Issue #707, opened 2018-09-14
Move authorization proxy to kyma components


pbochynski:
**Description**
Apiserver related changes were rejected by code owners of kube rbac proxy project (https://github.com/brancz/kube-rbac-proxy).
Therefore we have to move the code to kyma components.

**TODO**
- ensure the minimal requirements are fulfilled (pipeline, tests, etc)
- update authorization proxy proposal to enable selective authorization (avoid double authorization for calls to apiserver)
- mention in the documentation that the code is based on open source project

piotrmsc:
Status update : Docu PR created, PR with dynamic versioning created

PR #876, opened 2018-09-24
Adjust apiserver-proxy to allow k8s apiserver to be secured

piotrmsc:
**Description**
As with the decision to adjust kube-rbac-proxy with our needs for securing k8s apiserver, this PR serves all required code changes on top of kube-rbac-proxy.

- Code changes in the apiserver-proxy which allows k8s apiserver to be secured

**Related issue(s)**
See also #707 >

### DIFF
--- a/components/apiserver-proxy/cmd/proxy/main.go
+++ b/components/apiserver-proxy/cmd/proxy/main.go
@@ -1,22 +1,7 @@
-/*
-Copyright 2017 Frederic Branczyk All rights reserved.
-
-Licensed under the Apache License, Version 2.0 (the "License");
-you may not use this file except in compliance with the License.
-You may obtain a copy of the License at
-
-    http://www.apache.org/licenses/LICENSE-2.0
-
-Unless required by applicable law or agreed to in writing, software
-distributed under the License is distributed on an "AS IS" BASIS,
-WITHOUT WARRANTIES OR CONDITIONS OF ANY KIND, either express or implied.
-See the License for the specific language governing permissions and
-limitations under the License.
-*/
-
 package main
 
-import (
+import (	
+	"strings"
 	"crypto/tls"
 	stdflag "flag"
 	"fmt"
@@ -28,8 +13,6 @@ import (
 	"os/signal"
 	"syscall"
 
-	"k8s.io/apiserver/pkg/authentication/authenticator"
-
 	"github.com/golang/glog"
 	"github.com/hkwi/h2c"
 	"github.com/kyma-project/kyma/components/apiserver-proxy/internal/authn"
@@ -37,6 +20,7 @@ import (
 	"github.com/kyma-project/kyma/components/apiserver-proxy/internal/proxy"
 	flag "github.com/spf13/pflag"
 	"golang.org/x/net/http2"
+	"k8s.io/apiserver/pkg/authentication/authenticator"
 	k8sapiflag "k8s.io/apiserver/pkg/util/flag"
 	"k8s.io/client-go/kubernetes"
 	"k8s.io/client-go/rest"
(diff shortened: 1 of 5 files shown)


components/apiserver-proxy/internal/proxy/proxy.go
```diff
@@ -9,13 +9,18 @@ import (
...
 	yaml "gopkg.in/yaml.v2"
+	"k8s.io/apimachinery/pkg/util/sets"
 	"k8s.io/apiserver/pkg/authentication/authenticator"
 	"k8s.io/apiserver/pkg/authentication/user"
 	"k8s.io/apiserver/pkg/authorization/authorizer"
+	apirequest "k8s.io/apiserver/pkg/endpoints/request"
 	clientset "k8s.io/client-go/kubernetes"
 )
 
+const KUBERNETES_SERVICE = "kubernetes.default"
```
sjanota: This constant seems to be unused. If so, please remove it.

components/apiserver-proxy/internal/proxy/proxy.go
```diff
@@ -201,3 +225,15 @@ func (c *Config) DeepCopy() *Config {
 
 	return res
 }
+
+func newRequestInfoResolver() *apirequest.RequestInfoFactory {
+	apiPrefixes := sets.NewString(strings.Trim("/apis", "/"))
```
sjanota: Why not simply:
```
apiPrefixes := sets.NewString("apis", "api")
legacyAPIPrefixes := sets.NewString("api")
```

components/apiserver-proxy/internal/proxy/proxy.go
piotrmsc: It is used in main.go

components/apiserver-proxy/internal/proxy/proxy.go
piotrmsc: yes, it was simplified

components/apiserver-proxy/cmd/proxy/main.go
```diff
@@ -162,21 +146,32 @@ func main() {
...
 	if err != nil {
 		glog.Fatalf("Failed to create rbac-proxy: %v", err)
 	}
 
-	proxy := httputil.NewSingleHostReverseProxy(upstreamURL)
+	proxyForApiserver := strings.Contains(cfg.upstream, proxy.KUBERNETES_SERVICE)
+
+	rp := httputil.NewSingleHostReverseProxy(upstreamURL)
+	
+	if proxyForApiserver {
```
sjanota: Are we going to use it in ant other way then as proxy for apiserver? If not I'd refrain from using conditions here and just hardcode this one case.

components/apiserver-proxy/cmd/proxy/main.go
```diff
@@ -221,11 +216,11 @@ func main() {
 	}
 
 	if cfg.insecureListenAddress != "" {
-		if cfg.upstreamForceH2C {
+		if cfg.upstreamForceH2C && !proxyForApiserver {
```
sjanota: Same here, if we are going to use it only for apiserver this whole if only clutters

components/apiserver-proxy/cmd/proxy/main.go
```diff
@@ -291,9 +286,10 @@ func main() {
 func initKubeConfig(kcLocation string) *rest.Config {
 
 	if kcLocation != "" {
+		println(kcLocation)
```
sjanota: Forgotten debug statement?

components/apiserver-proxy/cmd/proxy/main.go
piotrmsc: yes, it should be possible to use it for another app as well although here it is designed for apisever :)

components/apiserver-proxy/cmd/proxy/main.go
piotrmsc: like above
◇ ◇ ◇ ◇
BRIEF »
All lines from the beginning of the material above through the one with "- ensure the" need to be returned exactly; please return those and only those.

REPLY »
Issue #707, opened 2018-09-14
Move authorization proxy to kyma components


pbochynski:
**Description**
Apiserver related changes were rejected by code owners of kube rbac proxy project (https://github.com/brancz/kube-rbac-proxy).
Therefore we have to move the code to kyma components.

**TODO**
- ensure the minimal requirements are fulfilled (pipeline, tests, etc)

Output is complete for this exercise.